The breast functions as a secretory gland during pregnancy due to the interaction of estrogen and progesterone, where the secretory unit is the lobule.
Is to highlight breast lesions during pregnancy and to show the importance of fine needle aspiration cytology in the diagnosis of these breast lesions.
PATIENTS AND METHOD:
This study was carried out within the Main Referral Training Center for Early Detection of Breast Tumors, Medical City Teaching Hospital, Baghdad (from the beginning of May 2006 till the end of August 2008). Fifty eight pregnant ladies presenting with different breast lesions were included, all were subjected to physical breast examination, ultrasonography of the breast and fine needle aspiration with 10 ml disposable syringe (20-22 gauge), spread on glass slides and fixed in 95% alcohol, stained with Pap stain and examined under light microscope.

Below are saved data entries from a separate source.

Issue #271, opened 2015-03-06
No matching with MIPS e_machine in module elf


nyx0:
I have no matching with a rule that should match to MIPS binary using elf module.
It works perfectly with x86 but not with MIPS.

``` yara
$ cat rules.yar
import "elf"

rule elf_x86
{
    condition:
        elf.machine == elf.EM_386
}
rule elf_mips
{
    condition:
        elf.machine == elf.EM_MIPS
}

$ readelf.py -h ls_x86 | grep Machine
    Machine:                           Intel 80386

$ readelf.py -h ls_mips | grep Machine
    Machine:                           MIPS R3000

$ yara -s rules.yar .
elf_x86 ./ls_x86
```

nyx0:
There is the same problem on ARM.

wxsBSD:
Can you share the file? I'll be happy to see if I can fix this.

nyx0:
Sure -> http://we.tl/8nf2cbyZOD (d188ecabd3219b2df1318f3b0385c20a1569cc77) you will find the yara rules and 3 binaries for MIPS, x86 and ARM (ls binary)

wxsBSD:
There's at least two things going on, neither of which I can fix right now - though I may be able to in a week or so.

1. The MIPS binary is big endian so the machine value (and others) is swapped. Should be as simple as forcing them to be little endian.

2. The ARM binary is little endian but I believe the definition in elf.h is incorrect. It currently uses:

```
#define ELF_EM_ARM      0x0032  // ARM
```

According to wikipedia (http://en.wikipedia.org/wiki/Executable_and_Linkable_Format) this is for IA-64, and the correct value should be 0x28.

Also, might as well expand the machine definitions to include AARCH64 (0xb7).

Hopefully someone else gets to this before I do, otherwise I will try to circle back around the end of this week. Sadly, I'm not as familiar with the ELF specification as other file formats, otherwise I would feel more comfortable about changing these quickly.

PR #309, opened 2015-05-09
Fix the ARM architecture value

nyx0:
This commit fix the first part of #271

### DIFF
--- a/.gitignore
+++ b/.gitignore
@@ -45,3 +45,7 @@ stamp-h1
 # Project specific files
 /yara
 /yarac
+
+# Linux and Mac files
+*.swp
+.DS_Store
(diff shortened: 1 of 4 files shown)


nyx0:
I also add "new" architectures to support according to @wxsBSD in #271 (MIPS RS3 LE, PPC, PPC64, AARCH64).
For the big endian issue, I wrote the following function but I don't know if it's the best way to do that:

```C
int force_litle(uint8_t elf_machine){
  elf_ident_t* elf_ident;
  
  if (elf_ident->data == ELF_DATA_2LSB)
    return elf_machine;
  else if (elf_ident->data == ELF_DATA_2MSB)
    return elf_machine >> 8;
  else
    return elf_machine;
}
```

Clinicopathological study of 58 pregnant ladies presented with breast lesions including the age (range between 17-42 years), chief complaint (pain 10(17.2%)cases, mass 30(51.8%) cases, discharge 3(5.2%) cases, painful mass 11(18.9%) cases, axillary mass 3(5.2%) cases and pain and discharge in 1(1.7%) case) , site of the lesion (left side 24(41.4%) cases, right side 27(46.5%) cases and bilateral in 7(12.1%) cases.), the time of presentation during pregnancy (first trimester 19(32.8%) cases, second trimester 26(44.8%) and third trimester 13(22.4%) cases.) Our results show that breast lesions presented during pregnancy were benign in 54 (93.1%) cases, and malignant in 4 (6.9%) cases (all were breast carcinoma), the benign lesions include: fibroadenoma 15(25.9%) cases, inflammatory lesions 13(22.4%) cases, galactocele 8(13.8%) cases, fibrocystic changes 6(10.3%) cases, pregnancy related changes 5(8.6%) cases, lactating adenoma 3(5.2%) cases, 2(3.5%) cases lipoma, and papilloma one (1.7%) case , and one case was diagnosed as accessory axillary breast tissue.
The majority of breast lesions during pregnancy are benign; however, a small percentage of these lesions prove to be malignant. Aspiration cytology has a place in the work up of abnormal areas found in pregnant breasts but an experienced cytologist with knowledge of the clinical setting is required.